Through the rest of the weekend I tried to negotiate a context, perhaps in some dusty old room, perhaps under the enormous winter sky, in which to talk to Sarah. Hands in pockets, striking a hopefully dignified pose, I wandered the sterile chambers. I’d never asked a girl out before, and the longer I waited, the more impossible it became.
It was only when I got home Sunday night that, through some fuzzy bloom of logic, I decided to grab the phone and call her around 10 PM. Her mother’s voice was crisp, anxious, but she delivered the receiver to her daughter.
It went poorly. I asked if she could go out Friday. She said, “No, I’m babysitting.”
“What about Saturday then?”
“I have to rearrange my sock drawer.”
“Oh.”
“But I’m flattered, really,” she said sleepily.
All the while I was hearing not two voices, but three. Hers, and two of my own. The one speaking sounded utterly absurd, and the other one was making that fact very clear for me. I was still holding the receiver, still hearing her voice, but I knew David Marks had made it up. This was him making a fool of me for asking him about Crime and Punishment.

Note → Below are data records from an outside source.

PR #483, opened 2019-04-06
Include preferred Name in Observation title

JoeCohen:
Include the Preferred Name in the Observation title.
Omit author(s) in the Observation title top line.

The Preferred Name is included as a step toward demotivating needless nomenclatural voting and arguments.
Authors are omitted to save space and improve the data-to-ink ratio. 

I had considered making the Preferred Name a link to it's Name page. I decided against that because such a link -- author included -- already appears twice: in the About  and in Proposed Names.

### DIFF
--- a/app/helpers/observer_helper.rb
+++ b/app/helpers/observer_helper.rb
@@ -1,37 +1,59 @@
 # frozen_string_literal: true
 
 # helpers for show Observation view
-module ObservationHelper
+module ObserverHelper
+  ##### Portion of page title that includes consensus (site id) ################
+
   def show_obs_title(obs)
-    @owner_id ? show_obs_title_site_id(obs) : show_obs_title_num_after_name(obs)
+    @owner_id ? obs_title_with_name_and_site_id(obs) : obs_title_with_name(obs)
   end
 
-  # Observation: Agaricus (5)
-  def show_obs_title_num_after_name(obs)
+  # Observation nnn: Hydnum washingtonianum (Site ID)
+  #   or, if name is deprecated, include preferred name in parentheses
+  # Observation nnn: Hydnum neorepandum (Hydnum washingtonianum) (Site ID)
+  def obs_title_with_name_and_site_id(obs)
     capture do
-      concat(:show_observation_header.t)
-      concat(" #{obs.id || "?"}: ")
-      concat(obs.name.format_name.t)
-    end
-  end
-
-  # Observation 5: Agaricus (Site ID)
-  def show_obs_title_site_id(obs)
-    capture do
-      concat(:show_observation_header.t)
-      concat(" #{obs.id || "?"}: ")
-      concat(obs.name.format_name.t)
+      concat(obs_title_with_name(obs))
+      # "(Site ID)" differentiates this Name from Observer Preference
       concat(" (#{:show_observation_site_id.t})")
     end
   end
 
-  # Observer Preference: Agaricus L.
+  # Same as above, sans (Site ID)
+  # Used when user prefers not to display Observer Preference
+  def obs_title_with_name(obs)
+    capture do
+      concat(:show_observation_header.t)
+      concat(" #{obs.id || "?"}: ")
+      concat(obs_title_consensus_id(obs.name))
+    end
+  end
+
+  ##### Portion of page title that includes Observer Preference ################
+
+  # Observer Preference: Hydnum repandum
   def owner_id_line(obs)
     return unless User.view_owner_id_on?
 
     capture do
       concat(:show_observation_owner_id.t + ": ")
       concat(owner_favorite_or_explanation(obs).t)
+    end
+  end
+
+  private ######################################################################
+
+  # name portion of Observation title
+  def obs_title_consensus_id(name)
+    capture do
+      concat(name.short_display_name.t)
+      # Disable cop because a guard clause (or break) inside a `capture` block
+      # doesn't return correct value for the method
+      if name.deprecated #rubocop:disable GuardClause
+        # concat leading space separately because `.t` would strip it
+        concat(" ")
+        concat("(#{name.best_preferred_synonym.short_display_name})".t)
+      end
     end
   end
 
--- a/app/helpers/observer_helper.rb
+++ b/app/helpers/observer_helper.rb
@@ -46,12 +46,12 @@ module ObserverHelper
   # name portion of Observation title
   def obs_title_consensus_id(name)
     capture do
-      concat(name.short_display_name.t)
+      concat(name.short_authors_display_name.t)
       if name.deprecated &&
          (current_name = name.best_preferred_synonym).present?
         # concat leading space separately because `.t` would strip it
         concat(" ")
-        concat("(#{current_name.short_display_name})".t)
+        concat("(#{current_name.short_authors_display_name})".t)
       end
     end
   end
--- a/app/helpers/observer_helper.rb
+++ b/app/helpers/observer_helper.rb
@@ -1,7 +1,7 @@
 # frozen_string_literal: true
 
 # helpers for show Observation view
-module ShowObservationHelper
+module ObservationHelper
   def show_obs_title(obs)
     @owner_id ? show_obs_title_site_id(obs) : show_obs_title_num_after_name(obs)
   end
--- a/app/helpers/observer_helper.rb
+++ b/app/helpers/observer_helper.rb
@@ -40,7 +40,7 @@ module ObserverHelper
     if name.deprecated &&
        (current_name = name.best_preferred_synonym).present?
       capture do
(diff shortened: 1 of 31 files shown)


JoeCohen:
The net result of the commits is fine. But they're out of order because I didn't understand the fine points of doing squash commits in my Git gui.

JoeCohen:
After this PR is merged (eventually) the next step is changing the default search for Observations of Name. See https://www.pivotaltracker.com/story/show/164957447

app/helpers/observer_helper.rb
```diff
@@ -0,0 +1,62 @@
+# frozen_string_literal: true
```
JoeCohen: This file was renamed from ShowObservationHelper in order to comply with Rails conventions. The new name makes testing much easier.

app/models/name/format.rb
```diff
@@ -1,14 +1,23 @@
+# frozen_string_literal: true
```
JoeCohen: There is only one substantive change in this file: I added `short_display_name`.
Everything else is simply reorganization: I had a hard time figuring out where to put that method, so I moved some things around.

app/models/name/synonymy.rb
```diff
@@ -215,4 +215,28 @@ def time_of_last_naming
       last_use || created_at
     end
   end
+
+  # "Best" preferred synonym of a deprecated name.
+  def best_preferred_synonym
+    most_recently_updated(preferred_synonyms_with_most_observations)
```
JoeCohen: The algorithm here is slightly different from that in `more_popular` (used by EOL?).
`more_popular` picks the Name which has more Observations or was last used or was last created.
`best_preferred_synonym` picks the Name which has more Observations or was last updated. That's simpler to code, and doesn't hit the db.

test/models/name_test.rb
```diff
@@ -2195,6 +2195,36 @@ def test_changing_author_of_autonym
...
+      user: users(:rolf)
+    )
+    assert_equal("**__Russula__** sect. **__Russula__**",
+                 autonym.short_display_name)
+
+    # group without author
+    assert_equal(names(:unauthored_group).display_name,
+                 names(:unauthored_group).short_display_name)
+
+    # group with author
```
JoeCohen: Groups are different from other Ranks because the author (if any) does not appear immediately after formatting markup, but after an unformatted "Group"/"Clade"/etc.

test/models/name_test.rb
```diff
@@ -2503,6 +2533,80 @@ def test_other_approved_synonyms
     assert_empty(names(:lactarius_alpinus).other_approved_synonyms)
   end
 
+  def test_best_preferred_synonym
```
JoeCohen: 70 lines here to test 30 lines in the app.
But it helped me a bunch in writing the app code, and I think I have all the edge cases covered.

test/models/name_test.rb
```diff
@@ -2503,6 +2533,80 @@ def test_other_approved_synonyms
...
+    # be tied in # of Observations
+    revised_best_synonym = names(:chlorophyllum_rhacodes)
+    Observation.create(
+      name: revised_best_synonym,
+      user: users(:rolf), when: Time.current, location: locations(:albion)
+    )
+    # other_approved_synonyms.name.observations is cached by Rails, so
+    # it didn't change when we created the Observation above.
+    # So reload it
+    deprecated_name.other_approved_synonyms.
```
JoeCohen: Before I added the `reload`, I was getting mysterious behavior which completely stumped me. @pellaea talked me through it.
I hope the code comments explain the `reload` adequately.

mo-nathan:
I'm pretty sure this PR relates to https://www.pivotaltracker.com/n/projects/224629/stories/164957640.  It would help me if the initial description of PR has a link to any issue related to the work.

mo-nathan:
Personally I don't love losing all author information from the observation name.  If I were doing it, I'd probably leave the author information for the current consensus and remove it from the preferred name.  I also like the idea of making the names links.  Even though I see there are two other links, this is the biggest most obvious name and I kind of naturally want to click on it.  I honestly don't remember if there was a compelling reason not to make the observation name a link, but it sure seems like it would be handy.  I'd even consider eliminating the "About <name>" link if the title name were a link.

JoeCohen:
> I'm pretty sure this PR relates to https://www.pivotaltracker.com/n/projects/224629/stories/164957640. It would help me if the initial description of PR has a link to any issue related to the work.

You're right on both counts:  the Story involved, and including a link to the issue. I simply forgot to do that. Sorry.

JoeCohen:
> Personally I don't love losing all author information from the observation name. If I were doing it, I'd probably leave the author information for the current consensus and remove it from the preferred name. I also like the idea of making the names links. Even though I see there are two other links, this is the biggest most obvious name and I kind of naturally want to click on it. I honestly don't remember if there was a compelling reason not to make the observation name a link, but it sure seems like it would be handy. I'd even consider eliminating the "About " link if the title name were a link.

In the title, I'll:
- add author to the consensus name
- make both names into links

Are you okay with

JoeCohen:
Are you okay with following ICN Recommendation 46C.2?

> After a name published jointly by more than two authors, the citation should be restricted to the first author followed by “& al.” or “et al.”, except in the original publication.

If so, I may do this on other places on the Observation page (About, Proposed Names).

mo-nathan:
Yeah, I'm cool with "& al." or "et al.".  I would love it the nomenclature stuff was refactored in the Name object.  It would be better if we had something like `full_author` ("(J.L. Russell) G. Wu, Kuan Zhao & Zhu L. Yang"), `brief_author` ("(J.L. Russel) G. Wu et al."), rather than have these functions that hack the RedCloth markup representation to get the right thing.  If I were to do things now, I would remove all the markup stuff from the name class and put it into some sort of helper class that gets used in the view, but that would be a significant amount of work and a bit slower (but the helper could do some caching).  It would better separate the real data from the presentation.  Maybe someday...

JoeCohen:
> ..."I would love it the nomenclature stuff was refactored in the Name object. It would be better if we had something like full_author ("(J.L. Russell) G. Wu, Kuan Zhao & Zhu L. Yang"), brief_author ("(J.L. Russel) G. Wu et al."), rather than have these functions that hack the RedCloth markup representation to get the right thing. If I were to do things now, I would remove all the markup stuff from the name class and put it into some sort of helper class that gets used in the view, but that would be a significant amount of work and a bit slower (but the helper could do some caching). It would better separate the real data from the presentation. Maybe someday..."

Did you intend **that this PR include** refactoring the nomenclature stuff in the Name object instead of using a modified version of the `display_name` (the RedCloth markup)? 
I don't see an easy way to do this because creating the markup looks complicated to me. The only thing that occurs to me is to parse the name all over again. Something like:
- `str = name.text_name`;
- `str <<` `full_author` or `brief_author` as appropriate; 
-  `parsed_name = ParseName.parse_name(str, rank:` as appropriate, `deprecated:` as appropriate`)`;
-  `new_display_name = parsed_name.display_name`

Feels like a different, more complicated hack.

JoeCohen:
Related Story: https://www.pivotaltracker.com/story/show/164957640

Manual Testing Script:
- Make sure that User Preference "View Observer’s Preferred ID?" is checked.
- Simply view Observation 99708 noting:
    - In the Title
      - Site ID (consensus) shortens the authors (Redhead et al.)
      - Current name is now included. It's in parens, and without authors, after the Site ID
      - Site ID and current name link to their respective Name page
    - Elsewhere on the page, only one original author (in parens) and only one of the latest authors. This includes: Name Info section (RH side), About; Name Info, Preferred Name, Name Info, "Observations of"; Proposed Names

Issues: 
- I used the shortened (et al.)  name everywhere I could  on the Observation page. 
- ICN has no explicit examples of parenthetical (basionym) author citations with 3 authors. I applied ICN Recommendation 46C.2 separately to the basionym authors and to the authors of the new combination.   
- I'm unsure if I responded fully to @mo-nathan's  suggestions. See my Comment above. https://github.com/MushroomObserver/mushroom-observer/pull/483#issuecomment-483468494 
- What is the best place for `display_name_brief_authors` and `display_name_without_authors`? I decided to keep them in name/format so as not to separate them from `display_name`, `format_name`, etc. 
- Shortening the authors where there are > 3 relies on presence of a comma. Is there a better way?

mo-nathan:
Finally got the chance to read through all of this.  I'm ready to merge it.  There are several things going on here that are outside the stated goal of the PR, but they all seem reasonable.  My only worry is that we're going to create a kerfluffle among some of the users and we might need to effectively back this out.  All the extra stuff will make this a bit trickier, but I think it will be easy enough to just fail forward and remove some or all of the calls to `display_name_brief_authors`.

JoeCohen:
Much thanks!
*Joe Cohen*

Afterwards, lying in bed, I thought of all kinds of slick and charming things I could have said to Sarah and hated myself more.
The following Monday, waiting for history class to begin, I told David Marks quite dramatically that I knew what he’d done and didn’t find it funny at all. My words bounced off of him. He cleared his throat and played with the peach fuzz over his lip, trying to hide his amusement, looking more and more like some sort of winking fortune-teller.
“How would you like it?” I pressed on. “If I’d done it to you?”
“I wouldn’t care.”
“Yes, you would. You’d probably try to beat me up, right?”
“No.”
“You and your father.”
“Shut up.”
“With his vodka and his gasoline.”
After half a minute or so of silence, one in which he seemed to be lost, David Marks threw a half-eaten banana across the room. It hit a girl named Vanessa. She sat there in soft confusion, eyes spreading around the room like nerves, until they came to rest on David Marks. He just stared straight ahead at the long, chalk-grained blackboard.
“Did you just…?” She began.
David Marks stayed there without a single vibration, all motion suppressed, just a tiny confidence man’s grin embroidered on his cheek. Vanessa picked the banana off her shirt and raised it aloft like an artifact to show the history teacher. There was something seraphic and floral, motherly I suppose, about the teacher that went away entirely in that moment.
Fixing David Marks with a stare that seemed to pull him down and along the floor, she said, “Get out. Immediately.”
I watched his back, whitened with a reflective t-shirt, it was so bright, as he left. Across the room, Sarah flashed me a cruel, almost beast-like look, as if some change had come over her. Once or twice, during the rest of class, I caught strobes of animal red in her eyes as well as Vanessa’s and even the teacher’s, as if David Mark’s throwing the banana had brought us to the threshold of some unintended jungle.
No one was particularly surprised when David Marks was expelled some weeks later. For the decisive stroke in his final act, he threw a lit match at a kid in front of Ms. Moustakis, then got caught cheating on a Spanish test a few hours later.